_Assignment_
Give the records again in full, exactly as written.

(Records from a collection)
********
Issue #1267, opened 2026-08-13
[T06c] Give the overflow gate a second data profile, and decide what the Channels tab drops at that density


AustinChangLinksys:
## Parent

#1183

Design of record: `doc/dashboard/dashboard_density_design.md` §2.10c (the measurement), §2.10a point 3 (the shape), §2.7 / §2.9 (why the sweep's size and the allowlist arithmetic are not free).

## Branch

**Base: `gate/1183-overflow-gate` (PR #1248). Not `dev-2.7.0`.**

The gate, its fixture, its probe and the design of record are all introduced *by* #1248 and are absent on `dev-2.7.0`, so any acceptance criterion phrased against `known_overflows.json` cannot be executed there. Branch from `gate/1183-overflow-gate` and merge back into it. Do not create a branch under `gate/` — that namespace belongs to the dispatcher; use `fix/<issue>-<slug>`.

## Why this exists

The gate's **data** domain is a single hardcoded profile, and nothing in the harness can vary it:

- `test/util/dashboard/kitchen_sink_overrides.dart:19` — `kitchenSinkOverrides()` takes no parameters and hardcodes every fixture, including `wifiData: testWifiData`.
- `test/util/dashboard/dashboard_card_probe.dart:308` — `buildDashboardCardApp()` has no `overrides` parameter and splices `kitchenSinkOverrides()` in directly, so `probeCardOverflow()` cannot pass anything through either.
- `test/golden_test/page/dashboard/cards/fixtures/cards_test_data.dart:397` — `testRadios` is **2 radios, 2-digit channels, `160MHz` widest**. There is no tri-band profile anywhere in the dashboard fixtures.

So the gate sweeps 26 locales × every width realization × every tab — 1644 cases — against exactly one router shape. Every "clean" verdict it issues is a verdict about that shape only, and the sweep's own thoroughness makes it read as broader than it is.

#1266 hit the consequence twice in one change. Measured by temporarily adding a third tri-band radio (`Channel 233 (Auto) · 320MHz`) to `testRadios` and reverting:

| `wifi_performance` Channels tab | 2 radios (what the gate ships) | 3 radios, tri-band |
|---|---|---|
| before #1266 (hardcoded `'Ch '`) | clean | clean |
| localized, old `Row` + `Spacer` | 3 coordinates (`tr`, `th`) | `en` +8.3px, plus `fi`, `ja` and the two above |
[...]

Issue #1240, opened 2026-08-11
[T16] Declare per-card normalAbove thresholds and build the compact forms


AustinChangLinksys:
## Parent

#1183

Design of record: `doc/dashboard/dashboard_density_design.md` §2.4, §2.5, §2.9, §1.2.

## Branch

**Base: `gate/1183-overflow-gate` (PR #1248). Not `dev-2.7.0`.**

This epic is consolidated onto #1248's branch — #1248 is the only PR that
targets `dev-2.7.0`. Branch from `gate/1183-overflow-gate`, and merge back into
it.

Not a preference. The gate, its fixture, its probe and the design of record are
all introduced *by* #1248 and are **absent on `dev-2.7.0`** (verified with
`git cat-file -e origin/dev-2.7.0:<path>`):

- `test/page/dashboard/cards/dashboard_card_overflow_test.dart`
- `test/fixtures/known_overflows.json`
- `test/util/dashboard/dashboard_card_probe.dart`
- `doc/dashboard/dashboard_density_design.md`

So an acceptance criterion of the form "N coordinates are removed from
`known_overflows.json` and the gate passes" cannot be executed off `dev-2.7.0`
at all. Basing there also re-measures coordinates the landed tickets already
cleared, producing a fixture that conflicts with them and reads as a regression.

## What to build

The final phase: each card that needs one declares a `normalAbove` threshold and gains a compact form. **This is an umbrella ticket and will be split into batches** once the tracks above have converged — deciding the batches now would mean guessing which cards still need a compact form after their layout fixes land, and several may not need one at all.

The measured fit widths (worst locale × worst tab) are the starting point for the thresholds:

| Card | Fit width | Card | Fit width |
|---|---:|---|---:|
| stats_panel | 760 | firewall_overview | 360 |
| traffic_analysis | 560 | system_status | 360 ⚠️ |
| device_info | 480 | connected_devices | 320 |
| lan_info | 420 | network_status | 320 |
| wifi_performance | 420 | port_forwarding | 320 |
| ethernet_ports | 420 | time_settings | 288 |
| network_health | 420 | | |

Every one of these should be **re-measured after the layout fixes land** — the point of those fixes is to lower these numbers. A card whose fit width drops from 480 to 320 may need no threshold at all, and "no threshold declared" is the correct outcome for a card that fits.

[...]

Issue #1238, opened 2026-08-11
[T12] Close connected_devices; escalate the ui_kit AppListTile dependency (26 coordinates blocked)


AustinChangLinksys:
## Parent

#1183

Design of record: `doc/dashboard/dashboard_density_design.md` §1.1, §2.6.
********
_Response_
Issue #1267, opened 2026-08-13
[T06c] Give the overflow gate a second data profile, and decide what the Channels tab drops at that density


AustinChangLinksys:
## Parent

#1183

Design of record: `doc/dashboard/dashboard_density_design.md` §2.10c (the measurement), §2.10a point 3 (the shape), §2.7 / §2.9 (why the sweep's size and the allowlist arithmetic are not free).

## Branch

**Base: `gate/1183-overflow-gate` (PR #1248). Not `dev-2.7.0`.**

The gate, its fixture, its probe and the design of record are all introduced *by* #1248 and are absent on `dev-2.7.0`, so any acceptance criterion phrased against `known_overflows.json` cannot be executed there. Branch from `gate/1183-overflow-gate` and merge back into it. Do not create a branch under `gate/` — that namespace belongs to the dispatcher; use `fix/<issue>-<slug>`.

## Why this exists

The gate's **data** domain is a single hardcoded profile, and nothing in the harness can vary it:

- `test/util/dashboard/kitchen_sink_overrides.dart:19` — `kitchenSinkOverrides()` takes no parameters and hardcodes every fixture, including `wifiData: testWifiData`.
- `test/util/dashboard/dashboard_card_probe.dart:308` — `buildDashboardCardApp()` has no `overrides` parameter and splices `kitchenSinkOverrides()` in directly, so `probeCardOverflow()` cannot pass anything through either.
- `test/golden_test/page/dashboard/cards/fixtures/cards_test_data.dart:397` — `testRadios` is **2 radios, 2-digit channels, `160MHz` widest**. There is no tri-band profile anywhere in the dashboard fixtures.

So the gate sweeps 26 locales × every width realization × every tab — 1644 cases — against exactly one router shape. Every "clean" verdict it issues is a verdict about that shape only, and the sweep's own thoroughness makes it read as broader than it is.

#1266 hit the consequence twice in one change. Measured by temporarily adding a third tri-band radio (`Channel 233 (Auto) · 320MHz`) to `testRadios` and reverting:

| `wifi_performance` Channels tab | 2 radios (what the gate ships) | 3 radios, tri-band |
|---|---|---|
| before #1266 (hardcoded `'Ch '`) | clean | clean |
| localized, old `Row` + `Spacer` | 3 coordinates (`tr`, `th`) | `en` +8.3px, plus `fi`, `ja` and the two above |
[...]

Issue #1240, opened 2026-08-11
[T16] Declare per-card normalAbove thresholds and build the compact forms


AustinChangLinksys:
## Parent

#1183

Design of record: `doc/dashboard/dashboard_density_design.md` §2.4, §2.5, §2.9, §1.2.

## Branch

**Base: `gate/1183-overflow-gate` (PR #1248). Not `dev-2.7.0`.**

This epic is consolidated onto #1248's branch — #1248 is the only PR that
targets `dev-2.7.0`. Branch from `gate/1183-overflow-gate`, and merge back into
it.

Not a preference. The gate, its fixture, its probe and the design of record are
all introduced *by* #1248 and are **absent on `dev-2.7.0`** (verified with
`git cat-file -e origin/dev-2.7.0:<path>`):

- `test/page/dashboard/cards/dashboard_card_overflow_test.dart`
- `test/fixtures/known_overflows.json`
- `test/util/dashboard/dashboard_card_probe.dart`
- `doc/dashboard/dashboard_density_design.md`

So an acceptance criterion of the form "N coordinates are removed from
`known_overflows.json` and the gate passes" cannot be executed off `dev-2.7.0`
at all. Basing there also re-measures coordinates the landed tickets already
cleared, producing a fixture that conflicts with them and reads as a regression.

## What to build

The final phase: each card that needs one declares a `normalAbove` threshold and gains a compact form. **This is an umbrella ticket and will be split into batches** once the tracks above have converged — deciding the batches now would mean guessing which cards still need a compact form after their layout fixes land, and several may not need one at all.

The measured fit widths (worst locale × worst tab) are the starting point for the thresholds:

| Card | Fit width | Card | Fit width |
|---|---:|---|---:|
| stats_panel | 760 | firewall_overview | 360 |
| traffic_analysis | 560 | system_status | 360 ⚠️ |
| device_info | 480 | connected_devices | 320 |
| lan_info | 420 | network_status | 320 |
| wifi_performance | 420 | port_forwarding | 320 |
| ethernet_ports | 420 | time_settings | 288 |
| network_health | 420 | | |

Every one of these should be **re-measured after the layout fixes land** — the point of those fixes is to lower these numbers. A card whose fit width drops from 480 to 320 may need no threshold at all, and "no threshold declared" is the correct outcome for a card that fits.

[...]

Issue #1238, opened 2026-08-11
[T12] Close connected_devices; escalate the ui_kit AppListTile dependency (26 coordinates blocked)


AustinChangLinksys:
## Parent

#1183

Design of record: `doc/dashboard/dashboard_density_design.md` §1.1, §2.6.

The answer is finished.